This is the day to gather, to give thanks and pray, to open our hearts and sing peace.

How good it is to gather to see the sacred shine in eyes across the city and around the globe.

This is the day to gather, a diverse tapestry woven through Love’s sacred threads, strengthened in difference, not tattered in fear.

How good it is to gather, to put the leaf in the table and throw the doors open wide.

This is the day to gather, as one family and celebrate life as friends, to say ‘no’ to oppression that starves the last and binds the least, to say ‘yes’ to hope and live into peace.

How good it is to gather to be the change our world needs, to love kindness, do justices and walk humbly side-by-side.

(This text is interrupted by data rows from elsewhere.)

PR #358, opened 2023-06-12
chore(CI): shrink test matrix to reduce CI load

datenangebot:


.github/workflows/integration.yml
```diff
@@ -26,14 +26,10 @@ jobs:
     strategy:
       fail-fast: false
       matrix:
-        php-versions: ['7.4', '8.0', '8.1', '8.2']
+        php-versions: ['7.4', '8.2']
         databases: ['mysql', 'pgsql', 'sqlite']
-        server-versions: ['stable25', 'stable26', 'stable27', 'master']
```
marcelklehr, line 31: In case you still want to cover all of these (which makes sense if you want to support them), you can use an `include:` rule to have e.g. one run per php version, one run per database and one run per server version.

.github/workflows/cypress.yml
```diff
@@ -24,17 +24,13 @@ jobs:
...
-          - php-versions: 7.4
-            server-versions: stable26
-          - php-versions: 7.4
-            server-versions: stable27
-          - php-versions: 7.4
-            server-versions: master
+        databases: [ 'mysql' ]
+        server-versions: [ 'stable25', 'master' ]
+        include:
+          - php-versions: 8.1
```
marcelklehr, line 30: Last time I tried something like this it didn't work

.github/workflows/integration.yml
```diff
@@ -26,18 +26,24 @@ jobs:
...
-          - php-versions: 7.4
-            server-versions: stable26
-          - php-versions: 7.4
-            server-versions: stable27
-          - php-versions: 7.4
-            server-versions: master
-          - php-versions: 8.2
-            server-versions: stable25
+        include:
+          - php-versions: '8.2'
```
marcelklehr, line 31: I think you want to move this up into the matrix, probably?

.github/workflows/phpunit-mysql.yml
```diff
@@ -38,8 +38,11 @@ jobs:
 
     strategy:
       matrix:
-        php-versions: ['8.0', '8.1', '8.2']
-        server-versions: ['master']
+        server-versions: ['stable25', 'master']
+        include:
+          - php-versions: 8.1
```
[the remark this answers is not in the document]
datenangebot: @marcelklehr According to the last sentence here: https://docs.github.com/en/actions/using-workflows/workflow-syntax-for-github-actions#jobsjob_idstrategymatrixinclude

> Note that the original matrix values will not be overwritten, but added matrix values can be overwritten.

That's why I added it as additional values and not directly into the matrix and tests seems to run fine?!

.github/workflows/integration.yml
```diff
@@ -26,18 +26,24 @@ jobs:
...
+            databases: 'mysql'
+          - server-versions: 'stable27'
+            php-versions: '8.1'
+            databases: 'mysql'
+          - server-versions: 'master'
+            databases: 'sqlite'
+          - server-versions: 'master'
+            databases: 'mysql'
+          - server-versions: 'master'
+            databases: 'pgsql'
```
marcelklehr, line 46: For the current commit github only runs 4 workflows out of all of these here

.github/workflows/phpunit-mysql.yml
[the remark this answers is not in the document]
marcelklehr: So, for me what you wrote down here seems intended to run 

- php8.1 stable25
- php8.1 master
- php74 stable25

But it actually only runs 

- php8.1 master
- php74 stable25

> tests seems to run fine?!

If this is what you want, don't mind me.

marcelklehr (approved):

Opening Hymn (all stand and sing) “The God of Abraham Praise” Red Hymnal 116

Opening Prayer

(Below is a Walter Brueggemann prayer as a suggestion/idea only and not an expectation)

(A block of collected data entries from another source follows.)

PR #375, opened 2023-06-21
Enh/#234 extend link column type

### LINKED ISSUE #234: Reference ressources
This issue tries to collect all ideas and approaches to get a structured idea of what is possible and hopefully a result to go for.
We have to distinguish if we are talking about
- linking data from other tables (within the tables app)
- **linking to other resources, managed by nextcloud but not by the tables app**
- linking to external resources (links)

This issue takes the second option into account.

Related issue so far:
- #217 
- #74 

Delimitation:
- #180 
- #172 
- external links

I would like to have an generic approach to link to references from the whole nextcloud system.

What data do we need for this:
- identifier (uri, app name + id, ...)
- searchable content (otherwise we can not search and filter; eg title, name, ...)

Technical approaches:
- A: Pull, the tables app asks for data and implement the logic for itself
- B: Push, apps and other parts can register as an provider and implement an interface (like search provider, reference picker)
- C: Use (at least one) of the existing data provider structures (eg. maybe we can use the search providers and logic)

Thoughts for scenario C
* (+) not one more provider logic to implement for all other maintainers
* (+) can be used out of the box
* (+) extends automatically driven by the search context
* (+) can be extended if something is missing
* (+) have all the necessary data (have to check that)
* (-) new needed provider will always accessible via the search

So far, to discuss

datenangebot:
closes #234 

This PR adds the feature to use all data that can be found by a search. This way we can link to any resources within Nextcloud that provides a search-provider.

| Screenshots |
| --- |
| SCR-20230621-muiz |
| SCR-20230621-munz |
| SCR-20230621-muqg |

**Todo**

- [x] Bug on open modal (create row), if link is first input field
SCR-20230621-mmyo

- [x] Placeholder text on first startup, not always "Url"
- [x] Writing tests
- [x] Smoke tests with more data provider
     - [x] Calendar
     - [x] Deck
     - [x] Contact
     - [x] ...
 - [x] Writing docs in wiki for this column type
 - [x] Import compatibility
 - [x] Export compatibility
 - [x] Search compatibility
 - [x] filtering compatibility
 - [x] API compatibility


cypress/e2e/column-text-link.cy.js
```diff
@@ -0,0 +1,79 @@
...
+		cy.get('.button-vue__text').contains('Create column').click({ force: true })
+		cy.get('.modal-container').get('input[placeholder*="Enter a column title"]').clear().type('Test plain url')
+		cy.get('.columnTypeSelection .vs__open-indicator').click({ force: true })
+		cy.get('.multiSelectOptionLabel').contains('Link').click({ force: true })
+		// deactivate unwanted provider
+		cy.get('.typeSelection span label').contains('Files').click()
+		cy.get('.typeSelection span label').contains('Contacts').click()
+		cy.get('.modal-container button').contains('Save').click()
+
+		cy.wait(10).get('.toastify.toast-success').should('be.visible')
```
juliushaertl, line 38: Maybe intercept the request and wait for that instead of the seconds ;)

datenangebot: How would that look like? Do you have an example?

cypress/e2e/column-text-link.cy.js
```diff
@@ -0,0 +1,79 @@
...
+	beforeEach(function() {
+		cy.login(localUser)
+		cy.visit('apps/tables')
+	})
+
+	it('Create', () => {
+		cy.contains('.app-menu-entry--label', 'Tables').click()
+		cy.contains('button', 'Create new table').click()
+		cy.get('.tile').contains('Custom table').click({ force: true })
+		cy.get('.modal__content input[type="text"]').clear().type('Test text-link')
```
juliushaertl, line 20: It might be nice to move common selectors or logic (e.g. to create a table into helper functions)

cypress/e2e/column-text-link.cy.js
juliushaertl: https://docs.cypress.io/api/commands/wait#Wait-for-a-specific-request-to-respond

Basically:
- intercept the request, give it a name
- perform the action like clicking save
- wait for the intercepted alias name

datenangebot: Well, it's just about 10 millisenconds. And we need them to make sure the toast is loaded?!

cypress/e2e/column-text-link.cy.js
datenangebot: We moved some basic logic and registered them globally.

cypress/e2e/column-text-link.cy.js
```diff
@@ -0,0 +1,69 @@
...
+			cy.uploadFile('NC_server_test.pdf', 'application/pdf', '/NC_server_test.pdf')
+		})
+	})
+
+	beforeEach(function() {
+		cy.login(localUser)
+		cy.visit('apps/tables')
+	})
+
+	it('Create', () => {
```
juliushaertl, line 19: Something I forgot during the call to mention, but non blocking from my perspective. Tests should not depend on each other so that in theory you could run them in random order or independently and makes them retryable. In this spec file every test creates the requirements for the next ones. This also has the benefit that you can run them separately with .only for debugging

juliushaertl (approved):

PR #385, opened 2023-06-29
Updating cypress.yml workflow from template

nextcloud-command:
Automated update of the cypress.yml workflow from https://github.com/nextcloud/.github


juliushaertl:
Let me file an issue as it would require some more work on restructuring how we run the cypress tests

PR #844, opened 2024-02-14
Proof of Concept: Show that multiple tables can be on same page

enjeck:
This is based on https://github.com/nextcloud/tables/pull/843. This PR won't be merged.  As part of https://github.com/nextcloud/tables/issues/807, we want to confirm that it is possible to have multiple tables/views on a single page and ensure that actions like editing/creating rows and columns still work. 

Too see this in action locally,
- Replace line 53 of Context.vue with existing Table ids
- Navigate to http://nextcloud.local/index.php/apps/tables/#/context/1


enjeck:
This is still a work in progress. 
### Todo
- [ ] Some processes like creating columns and editing rows need work. In https://github.com/nextcloud/tables/pull/808, I had assumed only the element id is needed, but we need the entire element. 
- [ ] Options.vue need to consider element ids in events. I missed this in https://github.com/nextcloud/tables/pull/808
- [ ] Discuss about what to do about sidebars e.g Sharing. Will these be needed for Contexts (https://github.com/nextcloud/tables/issues/311) or not? 
- [ ] Think about Table/View headers, which are sticky when we scroll. This stickiness isn't ideal when there are multiple elements on a page

juliushaertl:
Gave this a quick smoke test and seems to work quite well already (also with sticky headers of tables).

juliushaertl:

Amid Football, family, and too much food, we pause and without inconvenience to remember and to thank. We remember ancient pilgrims who followed dreams of alabaster cities and financial opportunity; We remember hospitable first nation people who welcomed them, and then lost their land; We remember other family times filled with joy and filled with anxiety, and old scars still powerful. We thank you for this U.S. venue of justice and freedom, and are aware of its flawed reality; We thank you or our wealth and our safety, and are aware of how close to poverty we are and how under threat we live. We gather our impulse for gratitude today, grateful to you and to our ancestors, grateful to you for our families, our health, our government, our many possessions. We gladly affirm that all good gifts around us are sent from heaven above” but we yield to none in a sense of self-sufficiency, our weariness in needing to share, our resentfulness of those who take and do not give. Your generosity evokes our gratitude, but your generosity overmatches our gratitude. Move through our half measure of thanks and let us be, all through this day more risky in acknowledging that we have nothing except what you give.

Shofar Call to Action

The shofar, or ram’s horn, is one of the earliest musical instruments known to man which is still in use.  It has been employed since ancient times as a spiritual wake-up call.  As the twelfth century rabbi, Maimonides, says:

 

The shofar says, wake up from your sleep.  You are asleep.

Get up from your slumber.  Search your behavior.

Become the best person you can.

Remember God, the One who created you.

We now hear its call to action.

May the sound of the shofar awaken us to an appreciation of our many gifts from You, O God…(shofarot are blown)

May its jarring sound shaken us from any complacency and neglect of those with whom we should be sharing our bounty…(shofarot are blown)

Help us, O God, to remember the sound of the shofar that we may so live our lives that when we have gathered our final harvest, many shall rise up and call us blessed…(shofarot are blown)

Scripture Deuteronomy 8 7-18

English translation is in pew Bible so will not be read in English.

Psalm of Thanksgiving

Scripture Philippians 2:1-4

Surah Ar-Rahman The Most Gracious (Niagra Foundation)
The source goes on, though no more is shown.